Analyses / Public Summary / 119 · HRES 1028 Public Summary

119-HRES-1028 Journalist Public Summary

119 · HRES 1028 Expressing the sense of the House of Representatives that the United States must act urgently to end the political and economic dominance of billionaire oligarchs, halt the corporate subsidies and tax advantages that fortify their power, and reinvest in the needs of the American people to defend democracy from authoritarianism.

A nonbinding House resolution urging aggressive steps to curb billionaire and corporate influence and redirect public money toward social priorities; introduced January 30, 2026 and now in committee.

Published
02 Feb 2026
Updated
02 Feb 2026
Tags
public-summary · 119th-congress · H.Res.1028
Unvetted
01 · Section

Headline Summary

A House resolution urging Congress and the President to curb billionaire and corporate power and to steer public funds toward health care, housing, education, climate efforts, and worker protections.

02 · Section

What It Does

H. Res. 1028 is a “sense of the House” measure—an expression of opinion, not a law—that lays out a policy agenda to reduce concentrated private power in politics and the economy and to prioritize public investment in broad social needs.

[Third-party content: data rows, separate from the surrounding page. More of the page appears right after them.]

PR #1424, opened 2018-05-15
(maint) Modules should be installed from gh repo

melissa:
This commit alters how we're handling modules during the install
process. Prior, we had been installing them from the forge. This commit
changes the install so that we're installing from a github repo. This
allows us to include development versions of modules in the puppet-agent
package, as we do for all other component projects included here.

This commit also modifies mailalias and maillist to read data from
corresponding json files.

### DIFF
--- a/configs/components/_base-module.rb
+++ b/configs/components/_base-module.rb
@@ -26,10 +26,6 @@ unless match_data
 end
 module_author, module_name = match_data.captures
 
-unless pkg.get_version
-  raise "You must set a version for the #{module_author}-#{module_name} module."
-end
-
 # Modules must have puppet
 pkg.build_requires 'puppet'
 
@@ -43,14 +39,8 @@ else
   pkg.directory(settings[:module_vendordir], mode: '0755', owner: 'root', group: 'root')
 end
 
-# Determine the download URL
-module_slug = "#{module_author}-#{module_name}-#{pkg.get_version}"
-tarball_name = "#{module_slug}.tar.gz"
-pkg.url("#{settings[:forge_download_baseurl]}/#{tarball_name}")
-
 pkg.install do
   [
-    "gunzip -c #{tarball_name} | #{platform.tar} -C #{settings[:module_vendordir]} -xf -",
-    "mv #{File.join(settings[:module_vendordir], module_slug)} #{File.join(settings[:module_vendordir], module_name)}"
+    "mv #{module_author}-#{module_name} #{File.join(settings[:module_vendordir], module_name)}"
   ]
 end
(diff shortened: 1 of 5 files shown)


melissa:
@caseywilliams @McdonaldSeanp @joshcooper I'm not sure if this is the pivot we want, but this is what all other components that auto-update do (read from a gh repo). I have a feeling we can install from the forge still, but I wanted to check in with y'all about this change first to gather opinions.

caseywilliams:
jenkins please test this

melissa:
@caseywilliams I'm not 100% sure this is necessary, but it looks like this is how everything else handles auto promotes (i.e., from github). We could tie the auto promote job to the forge release jobs, in which case we'd guarantee that the artifact is available on the forge. I'm not sure what would be best for us here...

caseywilliams:
@melissa this looks good to me -- I think I'll kick off a test on Solaris, though, since that's where we've had permissions trouble with the existing tarball approach. I think triggering promotions from forge release jobs is a good plan, too.

caseywilliams:
jenkins please test this on solaris10-64,solaris10-SPARC,solaris11-64a,solaris11-SPARC

caseywilliams:
jenkins please test this on solaris10-64,solaris10-SPARC,solaris11-64a,solaris11-SPARC

caseywilliams:
I'm not sure why the install setup step of the PR tests is failing - I don't see any changes in this PR that seem like they could have caused it. We'll look it, but fwiw I installed the finished packages on a few hosts:

Solaris 10 x86 (and sparc):
```
-bash-3.2# ls -lah /opt/puppetlabs/puppet/vendor_modules/    
total 4
drwxr-xr-x   4 root     root           4 May 15 16:24 .
drwxr-xr-x  10 root     sys           11 May 15 16:24 ..
drwxr-xr-x   5 root     sys           22 May 15 16:24 mailalias_core
drwxr-xr-x   5 root     sys           22 May 15 16:24 maillist_core
```

Solaris 11 sparc:
```
root@sol11-5:~# ls -lah /opt/puppetlabs/puppet/vendor_modules/
total 12
drwxr-xr-x   4 root     root           4 May 15 16:32 .
drwxr-xr-x  10 root     bin           11 May 15 16:32 ..
drwxr-xr-x   5 root     bin           22 May 15 16:32 mailalias_core
drwxr-xr-x   5 root     bin           22 May 15 16:32 maillist_core
```

Do those permissions make sense? They seem consistent with other subdirectories. I'm inclined to just merge this unless anyone else has objections.

joshcooper:
I've run into this also recently, but the beaker-puppet will only install on nodes that have the agent role, and since "a" is missing from most of the platforms in "solaris10-64,solaris10-SPARC,solaris11-64a,solaris11-SPARC", the agent is never installed. I'm not sure if the fix is to use "a" in the string when specified or if the automation should always add one?

speedofdark:
jenkins please test this on solaris10-64a,solaris10-SPARCa,solaris11-64a,solaris11-SPARCa

PR #1427, opened 2018-05-21
(maint) use GATech alternate mirrors for Solaris10

speedofdark:


speedofdark:
Needs to be retargeted to 1.10.x and auto-retargeting is too complex.

PR #1432, opened 2018-05-22
(CPR-391) Fedora packages have odd distro tag

mwaggett:
This commit updates the fedora platform configs to not use the 'f' prefix in
versions and, instead, use 'fc<version>' as the dist tag, which is standard for
fedora packages.


mwaggett:
should go in with https://github.com/puppetlabs/puppetlabs-puppet_agent/pull/232

mwaggett:
@branan @McdonaldSeanp https://github.com/puppetlabs/ci-job-configs/pull/4519

kurtwall:
Wow. How did I get notified about this?

PR #1433, opened 2018-05-23
Mergeup 1.10.x to 5.3.x

ScottGarman:
Includes the OpenCSW artifactory revert commit.


speedofdark:
:+1:

configs/components/puppet-runtime.json
```diff
@@ -1 +1 @@
-{"url":"git://github.com/puppetlabs/puppet-runtime.git","ref":"refs/tags/201805210"}
+{"url":"git://github.com/puppetlabs/puppet-runtime.git","ref":"refs/tags/201805220"}
```
caseywilliams: Tag update seems suspect, but considering that 201805220 is newer, we probably wanted this anyway?

caseywilliams: Ah, looks like it's already set to that value in 5.3.x -- not sure why github is highlighting this

PR #1435, opened 2018-05-24
(PA-2061) Add nagios_core component

jhelwig:


jhelwig:
Not re-packaging it into puppet-agent certainly makes things easier.

PR #1436, opened 2018-05-24
(maint) Add zfs_core module to PA

melissa:


joshcooper:
jenkins please test this with agent master

branan:
Please use a PA ticket. Our release tooling gets sad when it can't associate tickets with the right fixversions in Jira

melissa:
I've removed the reference to a PUP ticket in the title

melissa:
@branan since this PR references a sub-ticket, I can't move that ticket to the PA project. Is this a sufficient commit title to get this merged in?

branan:
Yeah, good enough for the ticket management tools to not be sad. Ideally we'd have a ticket in the git history to track the work on this end, but it's not the end of the world. This is one of the many reasons I don't like Jira subtasks

melissa:
I agree, but subtasks seemed like the best tool at the time :( I apparently hadn't learned my lesson from the previous times I've been bitten by subtasks

PR #1437, opened 2018-05-29
(PA-2062) Remove hidden files from vendored modules

caseywilliams:
Removes any hidden files from directories in the `module_vendordir`, including .git/, travis config, etc.

I compared the results of removing hidden files with the the contents of module directories produced by PMT installs, and they seem to be equivalent (from an admittedly small sample). That said, some modules do include nonessential non-hidden things like an `appveyor.yml` even in the PMT-installed versions, so I left those alone for now.

### DIFF
--- a/configs/components/_base-module.rb
+++ b/configs/components/_base-module.rb
@@ -39,8 +39,13 @@ else
   pkg.directory(settings[:module_vendordir], mode: '0755', owner: 'root', group: 'root')
 end
 
+target_directory = File.join(settings[:module_vendordir], module_name)
+
 pkg.install do
   [
-    "mv #{module_author}-#{module_name} #{File.join(settings[:module_vendordir], module_name)}"
+    # Rename appropriately for use with puppet
+    "mv #{module_author}-#{module_name} #{target_directory}",
+    # Remove git and CI-related files
+    "rm -r #{File.join(target_directory, '.[!.]*')} 2>/dev/null",
   ]
 end


caseywilliams:
Jenkins please test this

configs/components/_base-module.rb
```diff
@@ -39,8 +39,13 @@
...
 
+target_directory = File.join(settings[:module_vendordir], module_name)
+
 pkg.install do
   [
-    "mv #{module_author}-#{module_name} #{File.join(settings[:module_vendordir], module_name)}"
+    # Rename appropriately for use with puppet
+    "mv #{module_author}-#{module_name} #{target_directory}",
+    # Remove git and CI-related files
+    "rm -r #{File.join(target_directory, '.*')} 2>/dev/null || true",
```
speedofdark: Is this executed in a shell context such that the "." is a literal?

caseywilliams: It doesn't remove non-hidden files, so it appears so -- I'll post some directory listings once the jenkins tests finish

speedofdark:
Excellent. Thank you.

configs/components/_base-module.rb
speedofdark: Ya know, upon a moment's reflection, thats a silly question. If there was *anything* left in the directory, then  it was operating with shell globbing.

caseywilliams:
The jenkins failure is due to job configuration rather than changes in this commit, which I'll work on figuring out, but here's the `vendor_modules/mailalias_core` directory on a machine where I installed the build:

```
root@ozx64g3g3dx0lag:~# ls -lah /opt/puppetlabs/puppet/vendor_modules/mailalias_core/
total 40K
drwxr-xr-x 4 root root 4.0K May 29 13:14 .
drwxr-xr-x 4 root root 4.0K May 29 13:14 ..
-rw-r--r-- 1 root root 1.3K May 29 12:37 appveyor.yml
-rw-r--r-- 1 root root 1.3K May 29 12:37 CHANGELOG.md
-rw-r--r-- 1 root root 3.8K May 29 12:37 Gemfile
drwxr-xr-x 3 root root 4.0K May 29 13:14 lib
-rw-r--r-- 1 root root 1.8K May 29 12:37 metadata.json
-rw-r--r-- 1 root root  275 May 29 12:37 Rakefile
-rw-r--r-- 1 root root 3.2K May 29 12:37 README.md
drwxr-xr-x 8 root root 4.0K May 29 13:14 spec
```

For comparison, here's the same module installed via PMT:
```
root@ozx64g3g3dx0lag:~# ls -lah /etc/puppetlabs/code/environments/production/modules/mailalias_core/
total 44K
drwxr-xr-x 4 root root 4.0K May 21 12:57 .
drwxr-xr-x 3 root root 4.0K May 29 13:16 ..
-rw-r--r-- 1 root root 1.3K May 21 12:56 appveyor.yml
-rw-r--r-- 1 root root 1.3K May 21 12:56 CHANGELOG.md
-rw-r--r-- 1 root root 1.6K May 21 12:57 checksums.json
-rw-r--r-- 1 root root 3.8K May 21 12:56 Gemfile
drwxr-xr-x 3 root root 4.0K May 21 12:57 lib
-rw-r--r-- 1 root root 1.8K May 21 12:57 metadata.json
-rw-r--r-- 1 root root  275 May 21 12:56 Rakefile
-rw-r--r-- 1 root root 3.2K Apr 30 12:43 README.md
drwxr-xr-x 8 root root 4.0K May 21 12:57 spec
```

caseywilliams:
jenkins please test puppet-agent

configs/components/_base-module.rb
joshcooper: Why `|| true`? If a file in `.git` is read-only with the `rm` fail?

caseywilliams: This will fail the vanagon build when rm is unable to remove `.` or `..` unless it returns successfully. Although, come to think of it, it would be better to avoid this workaround completely -- I'll see what else will work on all our platforms.

branan: How about `find . -mindepth 1 -maxdepth 1 -name '.*' | xargs rm -f`

caseywilliams: hmm looks like on solaris at least `mindepth` and `maxdepth` are not a thing -- `rm -r .[!.]*` seems like it may work though

caseywilliams:
jenkins please test puppet-agent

  • Bars lucrative federal contracts, loans, and grants for companies engaged in quid pro quo politics, anti‑competitive conduct, or violations of labor, environmental, or nondiscrimination laws.
  • Seeks to limit billionaire and corporate election spending and promote publicly financed elections centered on small‑dollar donations.
  • Calls for breaking up monopolies—especially in media, finance, and tech—and for placing certain national‑security functions (cloud, AI, surveillance, space) under public control rather than private oligarchs.
  • Urges higher corporate and ultra‑wealthy tax rates, a wealth tax, and closing loopholes, directing revenues to universal health care, affordable housing, debt‑free education, and climate resilience.
  • Proposes Supreme Court reforms so the Court allows robust congressional action against concentrated private power.
  • Backs major expansion of labor unions to counterbalance corporate power and share economic gains with workers.
  • Encourages non‑corporate ownership models (co‑ops, nonprofits, multistakeholder, public or community ownership).
  • Prioritizes public funding for basics—health care, housing, food, and education.
03 · Section

Who’s For It

  • Sponsors: Reps. Rashida Tlaib (MI), Pramila Jayapal (WA), Delia Ramirez (IL), and Summer Lee (PA).
  • Supporters’ stated rationale (from the resolution’s findings): concentrated wealth and corporate influence threaten democracy; the federal government should curb monopolies and pay‑to‑play politics, strengthen unions, and redirect public money to people’s needs.
04 · Section

Who’s Against It

  • No formal opponents are identified at introduction in the text.
  • Likely lines of criticism (not yet attributed to specific lawmakers): it would expand government control over the economy, chill political spending some view as protected speech, politicize the Supreme Court, and risk dampening investment or innovation.
05 · Section

What’s Next

Introduced on January 30, 2026 and referred to multiple House committees. As a House resolution, it would not go to the President or become law; if it moves forward, the House could debate and vote to adopt it as a statement of position.